Módlmy się wszyscy, żeby w PiS jednak coś wymyślili, ale nie łudźmy się, że ktoś po tym cokolwiek zrozumie z popełnionych błędów. Po minach jakie widzimy u pracowników TVP i czołowych członków partii, poznać można, że ludzie ci nie mają sobie nic do zarzucenia. Teraz zaś myślą już o tym, że zbliża się listopad, a z nim Marsz Niepodległości. Robert Bąkiewicz nie dostał się co prawda do sejmu, ale nadal jest szefem tego marszu. Ponoć w tym roku uczestnicy mają demonstrować z flagami NATO. To jest dobry pomysł, ale jest to także wyraz rozpaczy. Tak to trzeba nazwać, nie inaczej. NATO bowiem, czyli Amerykanie, stawiają najwyraźniej na inną partię niż PiS w krajowych rozgrywkach. I to jest dla mnie niepojęte. Przypomnę też, bo chyba wszyscy zapomnieli, że niebawem zmieni się sekretarz generalny tej organizacji. Nie wiem czy nie już zaraz, w listopadzie. I wtedy okaże się, jaki będzie jej dalszy kurs. Czy PiS ma coś w zanadrzu na okoliczność tej zmiany? Nie mam pojęcia. Na razie grzane są emocje, a Piotr Duda w sposób bynajmniej nie zawoalowany mówi o tym, że Solidarność potrafi zagrać kryterium ulicznym. To też chyba należy rozpatrywać w kategorii deklaracji rozpaczliwych. No bo jak? Mieć władzę i wpływy wszędzie i nie rozliczyć nikogo ważnego? Potem zaś liczyć na kryterium uliczne, zapominając całkiem o zmianie na najważniejszym dla Polski stanowisku? Jeśli tym sekretarzem zostanie ktoś z Niemiec nie pomogą żadne Resety, żadne kryteria uliczne i wskazywanie na różne powiązania. Nic nie będzie miało znaczenia. No, ale czekajmy. Po pierwsze na to co zrobi prezydent Polski, a po drugie na to, kto będzie sekretarzem generalnym NATO.
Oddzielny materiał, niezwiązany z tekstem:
PR #235, opened 2026-07-15
Automatically fill in the fourth hand when three hands have exactly 13 cards each

tameware:
Deployed at https://tameware.com/adam/bridge/dds/dds_mvp.html

### DIFF
--- a/web/dds_mvp.js
+++ b/web/dds_mvp.js
@@ -386,10 +386,6 @@ function inputIsValid(hands) {
     for (const direction of Object.keys(hands)) {
         const hand = hands[direction];
 
-        if (hand.length != 13) {
-            return "Please enter 13 cards per hand.";
-        }
-
         for (const card of hand) {
             const pip = card.substring(1);
 
--- a/web/dds_mvp.js
+++ b/web/dds_mvp.js
@@ -22,6 +22,9 @@
             rotateClockwise
             pageLoad
             sendJSON
+            fourthHandFillState
+            fillFourthHand
+            updateFourthHandFill
             */
 
 // It's also useful to pass the code through
@@ -104,6 +107,8 @@ function fillFormWithTestData(nesw) {
     for (const element of hand_elements()) {
         element.value = holdings.shift();
     }
+
+    updateFourthHandFill();
 }
 
 function fillFormWithGrandSlamTestData() {
@@ -166,6 +171,7 @@ function clearTestData() {
         element.value = "";
     }
 
+    updateFourthHandFill();
     focusNorthSpades();
 }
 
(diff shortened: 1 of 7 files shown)


web/dds_mvp.js
```diff
@@ -187,6 +194,169 @@ function rotateClockwise() {
...
+    const doubleDummyButton = document.getElementById("double-dummy-it");
+
+    if (fillButton) {
+        fillButton.disabled = !fillState.canFill;
+    }
+
+    if (doubleDummyButton) {
+        doubleDummyButton.disabled = !allHandsHaveThirteenCards(hands);
+    }
+}
```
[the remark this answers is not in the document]
tameware: Removed the unreachable validation path. Added a row showing the cards that have and have not been added to the diagram. Added notes for hands that have more than 13 cards.

tameware:
I thought of a better way to do this. Converting to draft…

web/dds_mvp.js
```diff
@@ -187,6 +199,212 @@ function rotateClockwise() {
...
+
+function updateActionButtons() {
+    let hands = collectHands();
+    const fillState = fourthHandFillState(hands);
+    const doubleDummyButton = document.getElementById("double-dummy-it");
+
+    if (fillState.canFill) {
+        applyFourthHandFill(hands, fillState.emptyHand);
+        hands = collectHands();
```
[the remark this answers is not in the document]
tameware: Updated the PR title.

web/dds_mvp.js
```diff
@@ -187,6 +199,212 @@ function rotateClockwise() {
...
+        return;
+    }
+
+    const hands = collectHands();
+
+    if (allHandsHaveThirteenCards(hands)) {
+        event.preventDefault();
+        sendJSON();
+    }
 }
```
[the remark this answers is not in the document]
tameware: Addressed.

web/dds_mvp.js
```diff
@@ -216,10 +487,6 @@ function inputIsValid(hands) {
     for (const direction of Object.keys(hands)) {
         const hand = hands[direction];
 
-        if (hand.length != 13) {
-            return "Please enter 13 cards per hand.";
-        }
-
         for (const card of hand) {
             const pip = card.substring(1);
```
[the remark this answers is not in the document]
tameware: Resolved.

tzimnoch:
Overall this is getting further and further removed from the concept of minimum viable product and seems to be trying to approach a more mature user interface. That said, will comment on implementation.

web/dds_mvp.js
```diff
@@ -47,6 +51,12 @@ const SUIT_SYMBOLS = {
     "D" : "<span style='color: red'>&diams;</span>",
     "C" : "&clubs;"
 };
+const DECK_SUIT_SYMBOLS = {
+    "S" : "&spades;",
+    "H" : "&hearts;",
+    "D" : "&diams;",
+    "C" : "&clubs;"
+};
```
tzimnoch, line 59: Do you really want to sometimes color-code suit symbols and sometimes not?

Eventually a css file should be split out and style='color: red' replaced with something like class='hearts'.

web/dds_mvp.js
tzimnoch, line 44: There's some redundancy here.

Where DIRECTION_LETTERS are used as keys for a map, DIRECTIONS works just as well. Nothing compels the map key to be a single-character string. hands['N'] is not significantly more performant than hands['north'].

It can help other developers not to have to remember if any particular structure is indexed by the letter or by the word by using just one.

web/dds_mvp.js
```diff
@@ -187,6 +211,253 @@ function rotateClockwise() {
...
+
+function fourthHandFillState(hands) {
+    const handCounts = DIRECTION_LETTERS.map((direction) => hands[direction].length);
+    const fullHands = handCounts.filter((count) => count === 13).length;
+    const emptyHands = handCounts.filter((count) => count === 0).length;
+    const partialHands = handCounts.filter((count) => count > 0 && count < 13).length;
+
+    if (fullHands !== 3 || emptyHands !== 1 || partialHands > 0) {
+        return { canFill: false };
+    }
```
tzimnoch, line 298: This feels too constraining. If the user enters one card in west and then populates north, south, and east, you won't autofill the rest of the west hand. But you would if west were left blank.

This could be intentional.

web/dds_mvp.js
```diff
@@ -187,6 +211,253 @@ function rotateClockwise() {
...
+        for (const card of hands[direction]) {
+            const pip = card.substring(1);
+
+            if (!PIPS.includes(pip)) {
+                return { canFill: false };
+            }
+
+            if (usedCards[card]) {
+                return { canFill: false };
+            }
```
tzimnoch, line 317: These are confirming something that should be true by invariance. If there are duplicate or non-bridge cards assigned to a hand then something has really gone wrong in a way that isn't going to be fixed by refusing to deal out the rest of the deck.

web/dds_mvp.js
```diff
@@ -187,6 +211,253 @@ function rotateClockwise() {
...
+    for (const card of cards) {
+        holdings[card.charAt(0)] += card.charAt(1);
+    }
+
+    for (const suit of ["S", "H", "D", "C"]) {
+        holdings[suit] = holdings[suit]
+            .split("")
+            .sort((a, b) => PIPS.indexOf(a) - PIPS.indexOf(b))
+            .join("");
+    }
```
tzimnoch, line 342: Things like this go away (or at least become less awkward) if the hands are represented as arrays of cards rather than a string of pips. This requires multiple changes throughout the implementation.

It's worth thinking through and settling on one representation that meets a broader variety of use cases so that you don't need specialized functions to convert from one representation to another.

tameware:
Agreed, it's becoming more than an MVP. That's in part because I want to use it myself!

Would you suggest moving it to its own repo, @tzimnoch ?

web/dds_mvp.js
```diff
@@ -187,6 +211,253 @@ function rotateClockwise() {
...
+
+function directionName(directionLetter) {
+    return {
+        N: "north",
+        E: "east",
+        S: "south",
+        W: "west"
+    }[directionLetter];
+}
+
```
tzimnoch, line 355: This belongs with the other lookup consts and can be declared as a lambda, but it might be simpler to just use the long-form suit name throughout and not convert between the two.

web/dds_mvp.js
tameware: 1. Thanks for the thorough review!
2. Cursor pushed back, but I convinced it that DECK_SUIT_SYMBOLS is unnecessary.
3. Agreed re CSS. There's a comment in there about custom elements. I'll do something about it in a future PR.

web/dds_mvp.js
```diff
@@ -187,6 +211,253 @@ function rotateClockwise() {
...
         element.value = hands.shift();
     }
+
+    updateActionButtons();
+}
+
+function allDeckCards() {
+    const cards = [];
+
+    for (const suit of ["S", "H", "D", "C"]) {
```
tzimnoch, line 221: ["S", "H", "D", "C"] appears multiple times in source. Similar arrays are declared as constants.

tzimnoch:
I struggle to think of ways to make significant simplifications and clean up, and not for lack of trying the entire exercise myself.

My own project is in React, which allows some modularization of components. This is not an easy exercise.

web/dds_mvp.js
tameware: Done, also for hands and DIR_TO_HAND. This simplifies the code and avoids possibly mistaking _N = NT_ with _N = north_.

tzimnoch:
I shared my private repo. Feel free to have a look around. It's not actually in any cleaner a state, but you might find implementation ideas you're welcome to steal.

If I were less embarrassed by the current quality of it, I would make it public.

The latest build I bothered to push is testable at https://tzimnoch.github.io/cbb.testsite/

web/dds_mvp.js
tameware: Taken care of with prior change.

zzcgumn (approved):
My web knowledge is very limited, I agree that the use case has real value.

web/dds_mvp.js
tameware: Made it a constant and replaced with names rather than letters, per @tzimnoch's previous comment. Also added a "Card" structure to make the code more readable.

web/dds_mvp.js
tameware: We now have a Card structure. This PR is getting big - more cleanup will come in the future. Thanks for the suggestion!

web/dds_mvp.js
tameware: It was intentional, but I prefer your suggestion! Will implement it, then resolve this comment.

tameware: I changed my mind. Suppose all four hands are filled, and the user wants to move two cards. As soon as he removes one it will be replaced. Madness! There are ways around that, but best to leave for a future PR.

web/dds_mvp.js
tameware: Addressed, and addressing located a missing test case, not added.

tameware:
Thanks for sharing your repo, @tzimnoch! I will surely steal some features from in in future PRs.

  42 komentarze do “Listopad to niebezpieczna pora? Chyba jakoś tak to leciało…?”

  1. Nie znam się na polityce, ale myślę, że PIS miał w swoich szeregach paru „śpiochów”, po za tym, obsadzanie stanowisk kimś, kto nie potrafi komunikować się z ludźmi (zwykłe betony, ślepo wykonujące rozkazy) poskutkowało tym, że spora grupa wyborców, która była z PIS-em przez lata poczuła się zlekceważona i celowo pomijana w swoich prośbach i postulatach, a wystarczyło porozmawiać, lub wytłumaczyć ludziom w czym rzecz. Wywyższanie pewnych grup, choćby były małe, a pomijanie innych odniosło, taki a nie inny skutek. od początku głosuję na PIS, ale w czasie ostatniej kadencji można było odczuć zmianę.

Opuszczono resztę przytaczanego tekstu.